Directions for this task
Below are some entries; set them all down exactly.

Material supplied
Issue #1315, opened 2019-02-07
Fail Harder?


mattleblanc:
Hi all,

I just spent a set of grid jobs making some empty trees. It's not the end of the world, but I've seen others make this mistake in the past as well: if any of the detail strings in the `TreeAlgo` has a typo in it, jobs will proceed and appear to work, but produce only empty trees at the end of the day.

It seems to me that it would be better for users and from a resource-management point of view if this algorithm crashed and burned immediately, rather than silently proceeding ...

🍻  MLB

kratsg:
> I just spent a set of grid jobs making some empty trees. It's not the end of the world, but I've seen others make this mistake in the past as well: if any of the detail strings in the `TreeAlgo` has a typo in it, jobs will proceed and appear to work, but produce only empty trees at the end of the day.
> 
> It seems to me that it would be better for users and from a resource-management point of view if this algorithm crashed and burned immediately, rather than silently proceeding ...

Good idea. We can do some quick (and nice) parsing of the C++ source files for special algorithms.

kkrizka:
A better solution would be for the info switch classes to throw an error if it detects a string it cannot parse.

kratsg:
> A better solution would be for the info switch classes to throw an error if it detects a string it cannot parse.

We can't do this during config time (or at least not before the job is submitted), can we?

PR #1317, opened 2019-02-08
Feature: info switch python parsing

kratsg:
This provides a JSON file that will be checked for changes in Travis-CI builds for helping with info switch parsing. A later PR will parse this to check against a provided xAH configuration for specific info-switches.

This PR also moves a lot of the declarations back into the header file for info switches.

/cc @mattleblanc


kkrizka:
Can you try to keep the initializations in the cpp file? This will cause everything to recompile anytime we try to tweak the code.

kratsg:
> Can you try to keep the initializations in the cpp file? This will cause everything to recompile anytime we try to tweak the code.

Clang won't parse it. If you can figure out a way to get around the fact that clang only parses one file at a time...

kkrizka:
By not using clang for this check. I would run the check at run time as I suggested in #1315 (user should run a test job before submitting to grid anyways...) or somehow force the info switches to initialize at submission time.

Putting code in the header also increases compile time. Any class that includes the `HelperFunctoins` (aka any class) will have to recompile all this code.

kratsg:
> By not using clang for this check. I would run the check at run time as I suggested in #1315 (user should run a test job before submitting to grid anyways...) or somehow force the info switches to initialize at submission time.

I've tried to figure out a way to force info switches to initialize at submission time, but I cannot. So the easier way I've found is to do the parsing from within the xAH configuration instead -- but it won't be perfect since we can't handle all use-cases -- and this will only be used to check coverage.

Output for this exercise
Issue #1315, opened 2019-02-07
Fail Harder?


mattleblanc:
Hi all,

I just spent a set of grid jobs making some empty trees. It's not the end of the world, but I've seen others make this mistake in the past as well: if any of the detail strings in the `TreeAlgo` has a typo in it, jobs will proceed and appear to work, but produce only empty trees at the end of the day.

It seems to me that it would be better for users and from a resource-management point of view if this algorithm crashed and burned immediately, rather than silently proceeding ...

🍻  MLB

kratsg:
> I just spent a set of grid jobs making some empty trees. It's not the end of the world, but I've seen others make this mistake in the past as well: if any of the detail strings in the `TreeAlgo` has a typo in it, jobs will proceed and appear to work, but produce only empty trees at the end of the day.
> 
> It seems to me that it would be better for users and from a resource-management point of view if this algorithm crashed and burned immediately, rather than silently proceeding ...

Good idea. We can do some quick (and nice) parsing of the C++ source files for special algorithms.

kkrizka:
A better solution would be for the info switch classes to throw an error if it detects a string it cannot parse.

kratsg:
> A better solution would be for the info switch classes to throw an error if it detects a string it cannot parse.

We can't do this during config time (or at least not before the job is submitted), can we?

PR #1317, opened 2019-02-08
Feature: info switch python parsing

kratsg:
This provides a JSON file that will be checked for changes in Travis-CI builds for helping with info switch parsing. A later PR will parse this to check against a provided xAH configuration for specific info-switches.

This PR also moves a lot of the declarations back into the header file for info switches.

/cc @mattleblanc


kkrizka:
Can you try to keep the initializations in the cpp file? This will cause everything to recompile anytime we try to tweak the code.

kratsg:
> Can you try to keep the initializations in the cpp file? This will cause everything to recompile anytime we try to tweak the code.

Clang won't parse it. If you can figure out a way to get around the fact that clang only parses one file at a time...

kkrizka:
By not using clang for this check. I would run the check at run time as I suggested in #1315 (user should run a test job before submitting to grid anyways...) or somehow force the info switches to initialize at submission time.

Putting code in the header also increases compile time. Any class that includes the `HelperFunctoins` (aka any class) will have to recompile all this code.

kratsg:
> By not using clang for this check. I would run the check at run time as I suggested in #1315 (user should run a test job before submitting to grid anyways...) or somehow force the info switches to initialize at submission time.

I've tried to figure out a way to force info switches to initialize at submission time, but I cannot. So the easier way I've found is to do the parsing from within the xAH configuration instead -- but it won't be perfect since we can't handle all use-cases -- and this will only be used to check coverage.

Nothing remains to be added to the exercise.